The gains of the refactoring process
Successfully converting an entire set of data workflows from the Alteryx engine to dbt is surely not a trivial task, but the implementation of this framework, as a result of a trial-and-error learning process from the team, allowed us to accelerate this process, while its data auditing focus enabled delivering data with visible and automated quality assurance.
The conversion proved to be of great value to the client due to three main aspects of the new dbt-based data stack, which were observed by both teams:
- Incredibly shortened run time: Perhaps the most impressive result obtained, the total run time of the marketing team’s data workflow was reduced from more than 6 hours to just 9 minutes. This represents a run time reduction of more than 40x. Much of this comes from transitioning from SQL Server on-premises computing to Snowflake cloud computing, dbt’s agile SQL compilation and materialization offers, and the sequential lineage based execution (see Figure 7).

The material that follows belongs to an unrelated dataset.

PR #1747, opened 2025-05-08
fix(gmail): tab selector

yaner-here:
## 🔧 What does this fix? 🔧

Gmail frontend has been updated. It disabled the tab selector with a new confused `classname`: `.Tm > .ya` → `.Tm > .aeF`. It's better to select the parent element `.Tm` directly.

- Improved workflow visibility: dbt’s support for documentation and testing, associated with dbt Cloud, allows for great visibility of the workflow’s lineage execution, accelerating errors and data inconsistencies identification and troubleshooting. More than once, our team was able to identify the impact of one column’s logic alteration in downstream models much earlier than these Alteryx models.
- Workflow simplification: dbt’s modularized approach of data modeling, aside from accelerating total run time of the data workflow, simplified the construction of new tables, based on the already existing modules, and improved code readability.
As we can see, refactoring Alteryx to dbt was an important step in the direction of data availability, and allowed for much more agile processes for the client’s data team. With less time dedicated to manually executing sequential Alteryx workflows that took hours to complete, and searching for errors in each individual file, the analysts could focus on what they do best: getting insights from the data and generating value from them.